**Your objective**
Across all the records, filter for lines with the word "File" and copy them.

--- Exercise inputs ---

PR #9103, opened 2022-11-05
urllib.parse: improve bytes handling

sobolevn:
Source: https://github.com/python/cpython/blob/d04899abb0da4cc7c0a390f5bc52d57ace8955fd/Lib/urllib/parse.py

## quote, quote_from_bytes, quote_plus

- `quote_from_bytes` is always called in the end of all three cases
- `quote_from_bytes` handles `safe` arg: it can be `ReadableBuffer`: https://github.com/python/cpython/blob/d04899abb0da4cc7c0a390f5bc52d57ace8955fd/Lib/urllib/parse.py#L900-L905

```python
>>> parse.quote(b'a')
'a'
>>> parse.quote(bytearray(b'a'))
'a'
>>> parse.quote(memoryview(b'a'))
  File "/Users/sobolev/.pyenv/versions/3.10.0/lib/python3.10/urllib/parse.py", line 870, in quote
    return quote_from_bytes(string, safe)
  File "/Users/sobolev/.pyenv/versions/3.10.0/lib/python3.10/urllib/parse.py", line 895, in quote_from_bytes
    raise TypeError("quote_from_bytes() expected bytes")
TypeError: quote_from_bytes() expected bytes
```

---

**Solution**
  File "/Users/sobolev/.pyenv/versions/3.10.0/lib/python3.10/urllib/parse.py", line 870, in quote
  File "/Users/sobolev/.pyenv/versions/3.10.0/lib/python3.10/urllib/parse.py", line 895, in quote_from_bytes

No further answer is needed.